Whenever the word "approach" appears in a line of the data below, copy that line.

-- Records provided follows --

PR #4708, opened 2026-04-18
feat: Replace zstandard with backports.zstd for better compatibility with Python3.14+

### LINKED ISSUE #4648: Enhancement: Support stdlib `compression.zstd` as a backend in `CompressionMiddleware`

PokkaKiyo:
Replaces the zstandard depedency with backports.zstd instead.
This is similar to the strategy aiohttp uses for zstandard support.

If this PR is alright, I think we can also improve the way the API of the CompressionConfig in a separate PR.

Note:
The zstandard dependency cannot be fully removed because the tests require it (because httpx), I have therefore moved it to become a test dependency.

Closes #4648

<hr>
📚 Documentation preview 📚: <a href="https://litestar-org.github.io/litestar-docs-preview/4708">https://litestar-org.github.io/litestar-docs-preview/4708</a>


sobolevn (approved):
I like that we can now swap the dependency easily. 

Question: there should be no user-facing changes, right?

PokkaKiyo:
> Question: there should be no user-facing changes, right?

There isn't any user-facing changes in this PR, because user interact via the CompressionConfig and the API hasn't changed there (the change to the default value shouldn't matter in this case).

That being said, the zstd library provides many more configuration knobs than what we expose via the CompressionConfig API, and I think we can certainly expose more of these knobs in a separate PR.

PR #4736, opened 2026-04-26
fix: robust PydanticDTO validation for nested collections and datetimes

zzzzkkkk7866:
This PR provides a consolidated and robust fix for PydanticDTO validation issues, specifically addressing #4530 (nested collections) and #4481 (datetime formats).

### Key Fixes:
1. **Pydantic v2 Compatibility**: Bypasses the problematic automatic model instantiation in DTO backends by directly parsing to `msgspec.Struct` and then using `msgspec.to_builtins()` before Pydantic's `model_validate()`. This ensures that Pydantic receives compatible native Python types (dicts/lists), resolving the `model_type` errors in nested structures (#4530).
2. **Enhanced DTOBackend**: Adds support for `CollectionType` within nested unions in `_transfer_nested_union_type_data`, preventing `RuntimeError` when handling structures like `list[Model] | None`.
3. **Flexible Datetime Validation**: Maps `datetime`, `date`, and `time` to `str` in `PydanticDTO`'s `_down_types`. This allows the underlying Pydantic model to use its flexible ISO8601 parsing instead of `msgspec`'s strict RFC3339 enforcement (#4481).

### Validation:
- Surgically tested on `v2.15.1` (local env) with regression tests for both #4530 and #4481.
- Syntax-verified for Python 3.11+ compatibility on the `main` branch.
- Clean implementation with no duplicate imports or unrelated changes.

This approach maintains the high performance of `msgspec` for initial parsing while ensuring 100% compatibility with Pydantic's validation logic.

### DIFF
--- a/litestar/plugins/pydantic/dto.py
+++ b/litestar/plugins/pydantic/dto.py
@@ -2,6 +2,9 @@
 
 from __future__ import annotations
 
+import datetime
+import msgspec
+
 import dataclasses
 from dataclasses import replace
 from typing import TYPE_CHECKING, Annotated, Any, Generic, TypeAlias, TypeVar
@@ -40,6 +43,9 @@ T = TypeVar("T", bound="ModelType | Collection[ModelType]")
 __all__ = ("PydanticDTO",)
 
 _down_types: dict[Any, Any] = {
+    datetime.datetime: str,
+    datetime.date: str,
+    datetime.time: str,
     pydantic.EmailStr: str,
     pydantic.IPvAnyAddress: str,
     pydantic.IPvAnyInterface: str,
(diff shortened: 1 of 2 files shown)


litestar/plugins/pydantic/dto.py
```diff
@@ -71,14 +77,18 @@ class PydanticDTO(AbstractDTO[T], Generic[T]):
     @override
     def decode_builtins(self, value: dict[str, Any]) -> Any:
         try:
-            return super().decode_builtins(value)
+            backend = self._dto_backends[self.asgi_connection.route_handler.handler_id]["data_backend"]
+            data = backend.parse_builtins(value, self.asgi_connection)
+            return self.model_type.model_validate(msgspec.to_builtins(data))
```
provinzkraut, line 82: This is a huge performance regression, as data will be passed through msgspec twice now

provinzkraut (changes requested):

provinzkraut:
Closing as the approach is not viable. See my comment above.

PR #4737, opened 2026-04-26
chore: harden github parameters for docs

Harshal6927:
## Description

- Update workflow permissions for preview docs

<hr>
📚 Documentation preview 📚: <a href="https://litestar-org.github.io/litestar-docs-preview/4737">https://litestar-org.github.io/litestar-docs-preview/4737</a>


.github/workflows/docs-preview.yml
```diff
@@ -44,6 +44,7 @@ jobs:
           private-key: ${{ secrets.APP_PRIVATE_KEY }}
           owner: litestar-org
           repositories: litestar-docs-preview
+          permission-contents: write
```
sobolevn, line 47: Why is this needed?

Harshal6927: `actions/create-github-app-token` tokens [inherit installation permissions by default](https://github.com/actions/create-github-app-token#permission-permission-name). If the app has more than contents write on that preview repo, the deploy step gets more than it needs.

provinzkraut (approved):

PR #4750, opened 2026-05-06
feat(core): Introduce explicit parameter declarations with generics

provinzkraut:
Replace implicit parameter declarations with explicit ones.

## Motivation

There are two main points:

- Providing clarity in handler and DI function definitions where parameters come from
- Avoiding implicit, accidental definition of parameters

Just looking at the definition of `handler`, it's impossible to know where `one` and `two` come from. `one` is implicitly being created as a query parameter, while `two` is a path parameter declared on the router. Even worse, when including `handler` in a different context *without* that path parameter, it'll be implicitly treated as a query parameter as well.

```python
@get("/")
async def handler(one: str, two: str) -> None:
 pass

router = Router("/{two:str}", route_handlers=[handler])
```

However, using explicit markers, it's immediately clear what the source of each parameter is, and errors can be caught much earlier:

```python
@get("/")
async def handler(one: FromQuery[str], two: FromPath[str]) -> None:
 pass

router = Router("/{two:str}", route_handlers=[handler])
```

## Changes

- Introduce new parameter markers:
  - `FromQuery`
  - `FromPath`
  - `FromCookie`
  - `FromHeader`
- Introduce new parameter specifiers (these follow the OpenAPI naming scheme):
  - `QueryParameter(name="something")` instead of `Parameter(query="something")`
  - `HeaderParameter(name="something")` instead of `Parameter(header="something")`
  - `CookieParameter(name="something")` instead of `Parameter(cookie="something")`
  - `PathParameter(name="something")` 
- Introduce deprecation warnings for:
  - Raw `Parameter()` calls without specifying a source
  - `Parameter` calls
  - Implicitly declared query parameters

## Migrating

The migration path is rather simple:

- Replace `Parameter` calls:
  - `Parameter(query=...)` -> `QueryParameter(name=...)` 
  - `Parameter(header=...)` -> `HeaderParameter(namer=...)` 
  - `Parameter(cookie=...)` -> `CookieParameter(name=...)` 
  - `Parameter(...)` without a source -> `QueryParameter()` / `HeaderParameter()` / `CookieParameter()` / `PathParameter()`
  - Hoist defaults `param: int = Parameter(default="something")` -> `param: FromQuery[int] = "something"`
- Explicitly declare unmarked parameters:
  - `FromQuery[<type>]` for query parameters
  - `FromPath[<type>]` for path parameters
  - `FromHeader[<type>]` for header parameters
  - `FromCookie[<type>]` for cookie parameters

### `Query[<type>]` style simple form

Use `Query[<type>]` instead of `FromQuery[<type>]` for the simple form.
While this is more succinct and mirrors APIs of other frameworks more closely, it also bears less context. `FromQuery` tells you both the origin *and* the direction; "This comes *from* a query parameter".

### `Query(...)` style for verbose form

Use `Query(...)` instead of `QueryParameter(...)` for the verbose form. `QueryParamter` is more verbose, and does not carry a lot of extra information. However, it has 2 advantages: 

1. It mirrors the OpenAPI naming scheme of "query parameters", "header parameters", "path parameter" and "cookie parameters"
2. It leaves room for a future API expansion / simplification. Right now, it's not possible to e.g. use `Query` as both the short and verbose form, which would have been the best compromise, however, with future updates to Python's typing specification / type checkers, this might become possible

<hr>
📚 Documentation preview 📚: <a href="https://litestar-org.github.io/litestar-docs-preview/4750">https://litestar-org.github.io/litestar-docs-preview/4750</a>


docs/usage/routing/handlers.rst
```diff
@@ -410,12 +416,12 @@ containing the route handler instance and paths. It can also be used to build a
...
 
     @get("/def/{param:int}", name="three")
-    def handler_three(param: int) -> None:
+    def handler_three(param: FromPath[int]) -> None:
         pass
 
 
     @get("/{handler_name:str}", name="four")
-    def handler_four(request: Request, name: str) -> Redirect:
+    def handler_four(request: Request, name: FromQuery[str]) -> Redirect:
```
Kumzy: Should be ``handler_name`` instead of ``name`` no?

litestar/_kwargs/kwargs_model.py
```diff
@@ -484,3 +519,59 @@ def _validate_raw_kwargs(
...
+                f"{param_type_name} parameter {field_name!r} declared using deprecated default "
+                f"'param: <type> = Parameter(...)' style. Use '{short_alternative}[<type>]' "
+                f"or 'Annotated[<type>, {param_type_name.title()}Parameter(...)]' instead"
+            )
+        elif style == "annotated":
+            msg = (
+                f"{param_type_name} parameter {field_name!r} declared using deprecated annotated "
+                f"'param: Annotated[<type>, Parameter(...)]' style. Use "
+                f"'{short_alternative}[<type>]' or "
+                f"'Annotated[<type>, {param_type_name.title()}Param(...)]' instead"
```
Kumzy: ``Parameter`` instead of ``Param``?

docs/usage/routing/handlers.rst
provinzkraut: Yeah. Should also be `FromPath` :)

sobolevn (commented):
I haven't reviewed all 3000 changed lines 🙈, but I like the design.

I have a pretty similar one in DMR.
Thanks a lot for working on this!

Question: 

```python
@put("/{item_title:str}")
async def update_item(item_title: FromPath[str]): ...
```

we still define the type twice. What do others think: is that a problem? Can we solve this with `FromPath` now?

provinzkraut:
> I haven't reviewed all 3000 changed lines 🙈, but I like the design.
Yeah it's a lot, I know :sweat_smile: 
But most of it is quite trivial (about 90% of the code changes were made with a few `sed` calls).


> Question:
> 
> ```python
> @put("/{item_title:str}")
> async def update_item(item_title: FromPath[str]): ...
> ```
> 
> we still define the type twice. What do others think: is that a problem? Can we solve this with `FromPath` now?

Nothing really changed in that regard. We *could* make that typing optional, but then you'd have less consistency. The issue is, what happens in cases where the path parameter isn't consumed? We still need to generate an OpenAPI schema for it, so then you would have to specify it there.

sobolevn:
@provinzkraut maybe we can relax the path rule to be optional when `FromPath` exists? This will make

```python
@put("/{item_title}")
async def update_item(item_title: FromPath[str]): ...
```

less verbose :)

provinzkraut:
As mentioned [here](https://github.com/litestar-org/litestar/pull/4750#issuecomment-4466950836), this *would* be possible, but there's quite a few cases where it will not work, and I feel like it's better to have one way to do it, so it's consistent.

-- Records provided concluded --

Solved problem
This approach maintains the high performance of `msgspec` for initial parsing while ensuring 100% compatibility with Pydantic's validation logic.
Closing as the approach is not viable. See my comment above.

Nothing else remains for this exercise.